Crawler governance separates ordinary search visibility from AI search inclusion, user-triggered fetches, model training, grounding, and broad dataset crawling.

SEO Suite ships crawler policy presets through AI Discovery:

  • Search-visible, training-restricted: allow AI search and user-triggered fetchers while disallowing model-training and broad dataset crawlers.
  • Open: allow all seeded AI crawler user agents.
  • Restrictive: disallow all seeded AI crawler user agents.

Use the preset as the site baseline, then add site-specific crawler rule rows only when a provider or path needs a deliberate override.

  • Normal search bots should follow the site’s ordinary search and robots policy.
  • OpenAI search and training are separate controls; search inclusion and training reuse should not be treated as the same decision.
  • Google Search and Google Extended controls are separate; restricting training or grounding controls should not be described as blocking normal Google Search.
  • Bing still relies on ordinary crawlability and can benefit from Site Discovery sitemap output and IndexNow change notifications.
  • Broad crawlers such as Common Crawl should usually be reviewed separately from answer-engine search crawlers.

Provider names and crawler behavior can change.
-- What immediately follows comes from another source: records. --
PR #1203, opened 2021-04-22
Release GPU memory after task completion with numba.cuda

alexcwsmith:
This PR takes advantage of numba.cuda.close() to release GPU memory upon completion of training, evaluation, or analysis of videos. Very minimal additions, no additional dependencies, no docstring changes.

Tested on platform:
Ubuntu 18.04
Nvidia driver 450.102.04
cudatoolkit 10.2.89 (installed via anaconda)
cudnn 7.6.5 (installed via anaconda)

I do not get an error when i run numba.cuda.close() in a console with no open cuda processes, so I don't think this should cause any issue for those running on a CPU, but I suppose that is something to check.


alexcwsmith:
Not sure why the above checks failed for all python versions <3.8, looks like numba couldn't get the cuda driver for lower versions. FWIW I'm running 3.7 and do not have an issue.

alexcwsmith:
Ah I just read those checks again and it looks like this indeed would cause an issue for CPU-only users if there is no CUDA installed. I will make a new optional boolean argument in these functions in these functions that defaults to False and only runs uses numba to release GPU memory if set to True, and update the docstrings. Having the GPU memory get released when these functions finish without the user having to kill the entire console/process would be _really_ nice for those of us who manage workstations that several people/labs use.

alexcwsmith:
Looks like the 2nd commit (bc907e9) did the trick. I'm not having any issues at all running in an ipython console in the Spyder IDE, but a colleague mentioned that in a jupyter notebook his kernel died when he started dlc.analyze_videos() right after evaluation with term_gpu=True. 

From looking at the docs of numba.cuda.close() it might be more surprising that I am not having that issue in Spyder, since it does seem that a single process/console may not be able to start new cuda threads after using cuda.close() within that process. For my own situation that is still far preferable to functions like evaluate and analyze_videos holding onto GPU memory until the user kills them, but I'll leave it up to you whether you agree that is a benefit. I think the kernel dying issue can be resolved with numba but I won't have a chance to look into that much more for a while.

MMathisLab:
hey @alexcwsmith thanks! Could you delineate why you needed this addition? we have not experienced memory issues/not closing the TF session properly such that it would hold memory.

backyardbiomech:
This would be a big help for me. I frequently run into problems with multiple users. For example, a student can start a training session that takes all of the gpu memory and let’s it run overnight. It finished by morning, but my student isn’t at the computer. When I log in on my user account in the morning and try to analyze videos, I get memory allocation errors. The only fix is to wait for my student, or to start killing processes. But I can’t actually confirm that the training session is completed (though I’ve found that gpu fan speed is a decent proxy), so killing processes is a gamble.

Review upstream crawler documentation before changing seeded defaults or publishing guidance.

  • Decide whether the site should be visible in normal search.
  • Decide whether AI search and answer engines may cite public pages.
  • Decide whether model-training crawlers may reuse content.
  • Decide whether broad dataset crawlers may crawl the site.
  • Preview robots.txt after changing the policy.
  • Confirm llms.txt, page Markdown, and sitemaps match the intended public surface.
  • Global seeded crawler rows define the default package stance.
  • Site-specific rows override global rows with the same provider, user agent, and path.
  • Disable one seeded rule for one site with a site-specific override instead of changing package defaults for every site.
  • Keep crawler policy UI copy clear about the search/training split.